時効という言葉は日常でも使われています。

たとえば、「その話はもう時効だよ」というように。ここでは、時が流れたことに重点が置かれています。

民法で使われている時効という言葉も時の流れを重視していますが、法律効果に関わらせている点で違いがあります。

つまり、ある状態で時が経過することによって一定の法律上の効果が与えられるというのが民法で使われる時効の内容です。

たとえば、Aが昔Bに金銭を貸したとしましょう。Aが「返せ」とも言わずに放っておきました。

やがて返済期日が過ぎ、返済期日から10年が経過しました。

この時になってAが請求したときに、Bが「それはもう時効だ」と言えば、Aは金銭を返してもらうことができなくなります。

この場合は、時の流れに権利の消滅という効果が与えられているので消滅時効と呼ばれます。

「返せ」とも言わずに放っておいた(いわば権利の上に眠っていた)Aに落ち度があるとして、債権が消滅しても構わないと考えられるのです。

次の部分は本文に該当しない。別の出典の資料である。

PR #1077, opened 2019-02-01
Fix partition layout sizes parsing

a-wai:
This PR fixes 2 bugs in partition size parsing, both related to the custom partition layout additions.


philmmanjaro:
code wise it LGTM

PR #1078, opened 2019-02-01
[rawfs] Allow use of symlinks in configuration

a-wai:
In its current state, the 'rawfs' module requires the source partition 
to be identified either by its mount point or device name, but using a 
symlink to either one (e.g '/dev/disk/by-uuid/...') would fail.

This patch fetches the real path of source partition, allowing the use 
of symlinks.


philmmanjaro:
LGTM

PR #1094, opened 2019-02-22
Fix default fs

### LINKED ISSUE #1093: defaultFileSystemType is ignored
**Describe the bug**

After https://github.com/calamares/calamares/pull/1068 , defaultFileSystemType is ignored.

Old code inserted defaultFsType while new code will always insert Ext4 when custom layout
is not used.

https://github.com/calamares/calamares/blob/master/src/modules/partition/core/PartitionLayout.cpp#L118

**To Reproduce**
( Distribution does not matter here )
1. Use any calamares version / calamares from git with merged code from https://github.com/calamares/calamares/pull/1068
2. Set defaultFileSystemType to something else than ext4 in partition.conf ( xfs as example )
3. Be sure you don't have custom layout enabled
4. Start the installation and use Erase as example and you should notice the following:

....
.. Partition-module setting *defaultFileSystemType* "xfs"
..

and a bit later:

     mtpoint: :   "/" 
     fs: :   "ext4" 
     fsname :   "ext4" 
     uuid :   "" 

...

**Expected behavior**

Working defaultFileSystemType with or without custom layouts enabled.

a-wai:
When using the default partition layout (only a `/` partition), the
filesystem used was ext4, ignoring the `defaultFileSystemType`
configuration option.

This commit fixes this bug, so that any supported filesystem can now be
used for the default partitioning scheme.

Fixes #1093

### DIFF
--- a/src/modules/partition/core/PartitionLayout.cpp
+++ b/src/modules/partition/core/PartitionLayout.cpp
@@ -18,6 +18,9 @@
  *   along with Calamares. If not, see <http://www.gnu.org/licenses/>.
  */
 
+#include "GlobalStorage.h"
+#include "JobQueue.h"
+
 #include "core/PartitionLayout.h"
 
 #include "core/KPMHelpers.h"
@@ -28,17 +31,32 @@
 #include <kpmcore/core/partition.h>
 #include <kpmcore/fs/filesystem.h>
 
+static int
+getDefaultFileSystemType()
+{
+    Calamares::GlobalStorage* gs = Calamares::JobQueue::instance()->globalStorage();
+    int defaultFs = FileSystem::typeForName( gs->value( "defaultFileSystemType" ).toString() );
+
+    if ( defaultFs == FileSystem::Unknown )
+        defaultFs = FileSystem::Ext4;
+
+    return defaultFs;
+}
+
 PartitionLayout::PartitionLayout()
 {
+    defaultFsType = getDefaultFileSystemType();
 }
 
 PartitionLayout::PartitionLayout( PartitionLayout::PartitionEntry entry )
 {
+    defaultFsType = getDefaultFileSystemType();
     partLayout.append( entry );
 }
 
 PartitionLayout::PartitionLayout( const PartitionLayout& layout )
     : partLayout( layout.partLayout )
+    , defaultFsType( layout.defaultFsType )
 {
 }
 
@@ -115,7 +133,7 @@ PartitionLayout::addEntry( const QString& mountPoint, const QString& size, const
     PartitionLayout::PartitionEntry entry( size, min );
 
     entry.partMountPoint = mountPoint;
-    entry.partFileSystem = FileSystem::Ext4;
+    entry.partFileSystem = defaultFsType;
 
     partLayout.append( entry );
 }
@@ -128,6 +146,8 @@ PartitionLayout::addEntry( const QString& label, const QString& mountPoint, cons
     entry.partLabel = label;
     entry.partMountPoint = mountPoint;
     entry.partFileSystem = FileSystem::typeForName( fs );
+    if ( entry.partFileSystem == FileSystem::Unknown )
+        entry.partFileSystem = defaultFsType;
 
     partLayout.append( entry );
 }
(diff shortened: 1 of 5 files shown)


philmmanjaro:
Lgtm




Kind regards


Philip Müller


Sent by mobile 







On Fri, Feb 22, 2019 at 1:14 PM +0100, "Arnaud Ferraris" <notifications@github.com> wrote:












When using the default partition layout (only a / partition), the

filesystem used was ext4, ignoring the defaultFileSystemType

configuration option.


This commit fixes this bug, so that any supported filesystem can now be

used for the default partitioning scheme.


Fixes #1093



You can view, comment on, or merge this pull request online at:


  https://github.com/calamares/calamares/pull/1094

Commit Summary

  [partition] use configured default filesystem type instead of ext4
  [partition] fix naming of PartitionLayout class member variables


File Changes

  
    M
    src/modules/partition/core/PartitionLayout.cpp
    (34)
  
  
    M
    src/modules/partition/core/PartitionLayout.h
    (3)
  


Patch Links:

  https://github.com/calamares/calamares/pull/1094.patch
  https://github.com/calamares/calamares/pull/1094.diff

src/modules/partition/core/PartitionLayout.cpp
```diff
@@ -28,17 +31,32 @@
 #include <kpmcore/core/partition.h>
 #include <kpmcore/fs/filesystem.h>
 
+static int
```
adriaandegroot: That looks poorly-typed to me: you're going from FileSystem::Type to int. It should be the enum type, and clients somewhere else can cast it to int if needed (besides, this will break if FileSystem::Type changes to an enum class).

src/modules/partition/core/PartitionLayout.cpp
```diff
@@ -28,17 +31,32 @@
...
+getDefaultFileSystemType()
+{
+    Calamares::GlobalStorage* gs = Calamares::JobQueue::instance()->globalStorage();
+    int defaultFs = FileSystem::typeForName( gs->value( "defaultFileSystemType" ).toString() );
```
adriaandegroot: This looks kind of fragile: it's dependent on that key being already-inserted into the GlobalStorage, It **is**, in the current code-setup, by PartitionViewStep::setConfigurationMap(), but ..

src/modules/partition/core/PartitionLayout.cpp
```diff
@@ -128,6 +146,8 @@ PartitionLayout::addEntry( const QString& label, const QString& mountPoint, cons
     entry.partLabel = label;
     entry.partMountPoint = mountPoint;
     entry.partFileSystem = FileSystem::typeForName( fs );
```
adriaandegroot: All the calls to FileSystem::typeForName() now use **localised** names; that means that sometimes you write "btrfs" and sometimes "Btrfs" depending on the language the user has selected. You can pass a localisation in, basically QStringList( {"C"} ). See findFS() in PartitionViewStep.cpp .. this also applies to other calls to typeForName(). (The function findFS() does some work to make sure it ends up with a canonical name -- maybe we should also just put the enum value into globalstorage, then you don't need to do any re-parsing of the name here)

src/modules/partition/core/PartitionLayout.cpp
a-wai: Right, I'll check it and fall back to ext4 if the key is missing

src/modules/partition/core/PartitionLayout.cpp
a-wai: I'm pretty sure I had a good reason to use int back then. As I can't even remotely remember why, I guess it wasn't so good, after all...

src/modules/partition/core/PartitionLayout.cpp
a-wai: Oh OK, thanks for the tip ! I'm gonna export findFS into PartUtils then, and build on top of it.
Putting the enum value into globalstorage would be helpful for seeking the default filesystem, but I have to use findFS for every partition anyway, so, once more shouldn't harm (plus it would a one-shot use case, not necessarily worth it).

abucodonosor:
Code is working fine for me now.

Tested installs with defaultFileSystemType set to xfs and btrfs and all worked fine.

PR #1117, opened 2019-04-08
[partition] Add max size parameter

a-wai:
When using a custom partition layout with partition sizes in %, it can
be useful to set an upper limit to the partition size.

For instance, using a 20% size for the `/` partition will create a 24GB
partition on a 120GB drive, but a 200GB partition on a 1TB drive, which
is not useful, and could be avoided by setting a maximum partition size.

This commit adds the `maxSize` parameter (with a default value of 100%).

### DIFF
--- a/src/modules/partition/core/PartitionCoreModule.cpp
+++ b/src/modules/partition/core/PartitionCoreModule.cpp
@@ -774,6 +774,7 @@ PartitionCoreModule::initLayout( const QVariantList& config )
 {
     QString sizeString;
     QString minSizeString;
+    QString maxSizeString;
 
     m_partLayout = new PartitionLayout();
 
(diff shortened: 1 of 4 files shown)


abucodonosor:
@a-wai 

Thx for the work on this :)

Maybe I am missing something but 100%  seems wrong for me by default.
That means if you do not set max size it eats all the disk ?:)

For me ,the logic would be when max size is missing to default to 'size' case that 
is now max size for that partition..

Also I think you need add one more check in case min size = max size ( yes stupid
thing to do but users do all kind strange things all the time ) 

Thx

a-wai:
Thanks for your review :)

> Maybe I am missing something but 100% seems wrong for me by default.
> That means if you do not set max size it eats all the disk ?:)

No, the *reference* parameter remains `size`, `maxSize` is only used when it's smaller than `size` (once converted to a disk sectors count in `PartitionLayout::execute`).
This comes down to the logic you describe, only the implementation details differ ;)

> Also I think you need add one more check in case min size = max size ( yes stupid
> thing to do but users do all kind strange things all the time )

I don't think this would be a problem: if both values are equal, the partition would first be shrunk to `minSize`, then the check against `maxSize` will pass.
However, I should indeed add a check in case `minSize` > `maxSize` (really stupid, but if one is expressed in % and the other one in GB for example, this could easily happen).

Come to think of it, I should also add a hard check on mandatory parameters (name, size, fs type & mountpoint) which would throw an error if any of them is missing, this would be safer.

PR #1119, opened 2019-04-10
[partition] Fixing LVM scanning according to new kpmcore API

cjlcarvalho:
To scan LVM devices, it was needed to call LvmDevice::scanDevices from kpmcore before. However, there is a change in this API, as we need to force the scanning of the other types of volume groups before scanning LVM, because it needs to check for PVs in other devices and some clients may call this API without considering these other types of volume groups. This scanning process now is done using VolumeManagerDevice::scanDevices to force the scanning of all the types of volumes groups before LVM.

### DIFF
--- a/src/modules/partition/core/PartitionCoreModule.cpp
+++ b/src/modules/partition/core/PartitionCoreModule.cpp
@@ -55,6 +55,7 @@
 #include <kpmcore/core/device.h>
 #include <kpmcore/core/lvmdevice.h>
 #include <kpmcore/core/partition.h>
+#include <kpmcore/core/volumemanagerdevice.h>
 #include <kpmcore/backend/corebackend.h>
 #include <kpmcore/backend/corebackendmanager.h>
 #include <kpmcore/fs/filesystemfactory.h>
@@ -686,12 +687,13 @@ PartitionCoreModule::scanForLVMPVs()
         }
     }
 
-    // Update LVM::pvList
-    LvmDevice::scanSystemLVM( physicalDevices );
-
 #ifdef WITH_KPMCOREGT33
+    VolumeManagerDevice::scanDevices( physicalDevices );
+
     for ( auto p : LVM::pvList::list() )
 #else
+    LvmDevice::scanSystemLVM( physicalDevices );
+
     for ( auto p : LVM::pvList )
 #endif
     {
--- a/src/modules/partition/core/PartitionCoreModule.cpp
+++ b/src/modules/partition/core/PartitionCoreModule.cpp
@@ -551,26 +551,22 @@ PartitionCoreModule::lvmPVs() const
 bool
 PartitionCoreModule::hasVGwithThisName( const QString& name ) const
 {
-    for ( DeviceInfo* d : m_deviceInfos )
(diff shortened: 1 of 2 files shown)


abucodonosor:
@cjlcarvalho 

That API change is for 3.3.x ?

cjlcarvalho:
@abucodonosor Yes.

stikonas:
> @cjlcarvalho
> 
> That API change is for 3.3.x ?

Well, to be precise, API changed between 3.3.x and 4.0

src/modules/partition/core/PartitionCoreModule.cpp
```diff
@@ -686,12 +683,13 @@ PartitionCoreModule::scanForLVMPVs()
         }
     }
 
-    // Update LVM::pvList
-    LvmDevice::scanSystemLVM( physicalDevices );
-
 #ifdef WITH_KPMCOREGT33
```
stikonas: Can you fix this ifdef so that it would work properly with kpmcore 3.3.1 (i.e. old API for kpmcore 3.3.1 but new for kpmcore 4)

adriaandegroot:
`-DWITH_KPMCOREGT33` means "KPMCore **greater than** 3.3.0", which has been master and/or whatever KDE neon ships for some time now. Since (for instance) `softwareraid.h` was added to master after 3.30 it is only used when something newer than 3.3.0 is found.

If you release a KPMCore 3.3.1, is that 3.3.0-API or master-API? Because that would have a real impact on the Calamares code (er .. a minimal fix would be to change the CMake check that sets KPMCOREGT33, a better fix would change the name of the define).

stikonas:
Kpmcore 3.3.1 would have the same API/ABI as kpmcore 3.3.0, I think whoever added that ifdef (could be me) made a poor assumption that >3.3.0 means master.

Well, what needs to be out in released version is fix for luks1 forcing when creating luks partitions.

By the way, kpmcore 4 is ready for release too provided that we solve this issue. I don't want to release something that does not work with Calamares.

On 11 April 2019 14:37:39 BST, Adriaan de Groot <notifications@github.com> wrote:
>`-DWITH_KPMCOREGT33` means "KPMCore **greater than** 3.3.0", which has
>been master and/or whatever KDE neon ships for some time now. Since
>(for instance) `softwareraid.h` was added to master after 3.30 it is
>only used when something newer than 3.3.0 is found.
>
>If you release a KPMCore 3.3.1, is that 3.3.0-API or master-API?
>Because that would have a real impact on the Calamares code (er .. a
>minimal fix would be to change the CMake check that sets KPMCOREGT33, a
>better fix would change the name of the define).
>
>-- 
>You are receiving this because you commented.
>https://github.com/calamares/calamares/pull/1119#issuecomment-482117365

-- 

stikonas:
@cjlcarvalho so @adriaandegroot  suggested to rename ifdef to `KPMCORE4API`

adriaandegroot:
Fixes to handle the various API versions are incoming in master, so we'll be ok then.

cjlcarvalho:
@stikonas Ok. Sorry for the delay. I am in the end of the semester now and I was a little busy. Thanks for merging, @adriaandegroot :)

これと反対に、時の経過に権利の取得という効果を認めている時効もあります。

これを取得時効といいます。たとえば、AがBの土地を自分の土地と勘違いして、その土地で20年間暮らしていたとしましょう。Aはその土地を

時効によって取得することができるのです。

Aが長い間自分の土地のように暮らしていると、他の人もその土地をAのものと思うので、後になって本当はBの土地だということになると従来の

法律関係が崩れて困ることになります。そこで、外見通りその土地をAのものとしてしまうのです。

消滅時効

消滅時効で重要なのは、債権(特定の人に対して特定の行為を要求できる権利、たとえば、「金銭を払え」という金銭債権)の消滅時効です。

消滅時効は、「権利を行使することができる時」(時効の起算点)から進行します。

たとえば、AがBに4月1日に返すという約束で金銭を貸したとしましょう。4月1日になれば、AはBに対して「金銭を返せ」と言えます。

つまり、4月1日が権利を行使できる時です。Aが債権を行使しなければ、それから10年で時効により消滅することになります。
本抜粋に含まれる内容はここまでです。